§ Task goal:
Transcribe all of the listing exactly.

§ Provided material:
########
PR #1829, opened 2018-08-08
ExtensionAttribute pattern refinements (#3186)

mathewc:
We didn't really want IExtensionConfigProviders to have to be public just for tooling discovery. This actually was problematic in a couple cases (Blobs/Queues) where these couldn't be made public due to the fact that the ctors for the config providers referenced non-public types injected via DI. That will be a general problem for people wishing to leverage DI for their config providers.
########
§ The completed task:
PR #1829, opened 2018-08-08
ExtensionAttribute pattern refinements (#3186)

mathewc:
We didn't really want IExtensionConfigProviders to have to be public just for tooling discovery. This actually was problematic in a couple cases (Blobs/Queues) where these couldn't be made public due to the fact that the ctors for the config providers referenced non-public types injected via DI. That will be a general problem for people wishing to leverage DI for their config providers.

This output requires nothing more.